((
PR #1420, opened 2026-08-17
Report Dexcom sensor states to Nightscout as notes

bjorkert:
When a G6 or G7 reading carries no reliable glucose, Trio uploads a Note treatment with the kit's own name for the sensor state, for example "CGM: sensorFailed", "CGM: questionMarks" or "CGM: .unknown(23)". Trio holds no state table, titles or localizations for this: the kit's hasReliableGlucose decides whether a reading is noted, and the kit's description names it.

A state is noted once and stays quiet while it persists. A reliable reading or a new sensor session clears the log, so a state that returns after recovery is noted again. A failed upload is retried on the next reading. The notes are controlled by a new Upload CGM Sensor States switch under Services, Nightscout, Upload, and in the onboarding upload step; it defaults to off in settings and requires Allow Uploading to Nightscout. Lifecycle states without glucose (warmup, stopped, session ended, G6 initial calibration) are noted too, roughly two to four notes per sensor session.

Scope is Dexcom G6 and G7, since the state lives on the kit-specific latestReading. Libre 3, AccuChek and Eversense issue LoopKit alerts and can follow by mirroring those to notes in PluginSource.issueAlert.

Tests cover the reliability and naming rule, the dedupe log, and G7 transmitter messages fed through the real G7CGMManager. The upload path was exercised end to end against a Nightscout instance with a scripted state sequence.


trioneer-dev:
Overall this feature is a great addition.

I wonder if the reworked `DeviceCatalog`, which carries all available CGM managers, or our existing `AlertCatalogRegistry`, which currently serves as a shim for the LoopKit Alert protocol as of LoopKit `dev` vs. `next-dev`, can be utilized for this feature, instead of manually implementing `CGMSensorStatus` which essentially carries over error messages / strings. 

Also noteworthy that this currently only covers Dexcom CGMs (G6/One, G7/One+) and misses to cover the other available CGMs as of Trio `dev`, i.e. FreeStyle Libre 3/3+, AccuChek SmartGuide, Eversense E3/E365.

t1dude:
This is a great feature @bjorkert :) Could you have a look at the comment from @trioneer-dev and let us know how you suggest to move this forward? I guess it's okay to launch this with support for only some CGM types, but it would definitely be better if they're all supported. Let us know what you think and I'll try to get this through.

bjorkert:
Thanks both. Personally, I'd prefer to merge this with Dexcom support as it is now and treat the other CGMs as follow-ups. I don't have hardware for other sensors, so I can't test them and I wouldn't be confident in code I write for them blind. The episode handling should be generic, so adding a sensor mostly means mapping its states in CGMSensorStatus, so someone who runs one of those sensors would be a much better fit to add it.

t1dude (approved):
LGTM

dnzxy:
I‘m okay with only having Dexcom support present for now.

However, I‘d like for us not to duplicate error strings and adding an additional mapping layer when we already have an existing mapping + shim layer using the device catalog and the alert catalog. 

Can we streamline those?

bjorkert:
I'll have a look!

bjorkert:
Currently working on a rewrite/simplification of this PR. Changing to "Draft".

LiroyvH:
Q: this looks rather nice, but will this show up as notes on the graph of every Nightscout Report and in apps like xDrip4iOS as well? Because in a period with some heavy sensor noise on and off (happens more often on Anubis I suppose), that might clutter the report/screen and be perceived as annoying if it does. (In which case being able to toggle it off would be nice, but I don't think it offers that now unless I overlooked a change.) (When retained indefinitely that may also use more storage, but that's probably rather negligible even with multiple events per sensor.)

MikePlante1:
> Q: this looks rather nice, but will this show up as notes on the graph of every Nightscout Report and in apps like xDrip4iOS as well? 

I didn't test this PR, but it says it's added as a "note" and notes shows up like this in Nightscout's main chart, where the text of the note is only shown if you put your cursor on it:

Screenshot 2026-09-14 at 20 59 35

And notes only show up in Day-to-Day reports if you check the box to display notes:

Screenshot 2026-09-14 at 21 00 20

It shows up in the Treatments report, but that's how it should be

LiroyvH:
@MikePlante1 Yeah I think that's why it might be nice if you can disable it. Notes I make to, for example, write down the patch has failed or fell off or something else unexpected happened is nice to have included, but an automated note for every time my sensor does something weird: not so much and can pollute the chart with a (temporarily) very noisy sensor. (plus it'll be obvious from no readings in the chart that something ain't right with the sensor). But you unfortunately can't selectively choose what notes to include so it dumps it all in the report, all or nothing. As such it'd be nice if it could be switched off as to not getting noise whenever there's noise. ;)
))
Exercise directions =>
Whenever a line above includes the string "looks", copy it.

Reply =>
Q: this looks rather nice, but will this show up as notes on the graph of every Nightscout Report and in apps like xDrip4iOS as well? Because in a period with some heavy sensor noise on and off (happens more often on Anubis I suppose), that might clutter the report/screen and be perceived as annoying if it does. (In which case being able to toggle it off would be nice, but I don't think it offers that now unless I overlooked a change.) (When retained indefinitely that may also use more storage, but that's probably rather negligible even with multiple events per sensor.)
> Q: this looks rather nice, but will this show up as notes on the graph of every Nightscout Report and in apps like xDrip4iOS as well? 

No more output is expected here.